WORK REQUIRED: Return only those lines of the listing that hold the word "support".
----------
PR #277, opened 2016-04-20
Shim maplike getStats support.

jan-ivar:
**Description**

Shims maplike getStats support in the three browsers, while still being backwards compatible.

**Purpose**

Firefox 48 [adds](https://bugzil.la/1213056) maplike getStats support, so here is a shim that lets adapter.js users use this right away without worry.

Note: had some trouble testing this in Edge, but trouble seemed unrelated to this patch, so I put this up to see if tests succeed there.

### DIFF
--- a/src/js/chrome/chrome_shim.js
+++ b/src/js/chrome/chrome_shim.js
@@ -130,9 +130,19 @@ var chromeShim = {
           return standardReport;
         };
 
+        // shim getStats with maplike support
----------
WRITTEN SOLUTION:
Shim maplike getStats support.
Shims maplike getStats support in the three browsers, while still being backwards compatible.
Firefox 48 [adds](https://bugzil.la/1213056) maplike getStats support, so here is a shim that lets adapter.js users use this right away without worry.
+        // shim getStats with maplike support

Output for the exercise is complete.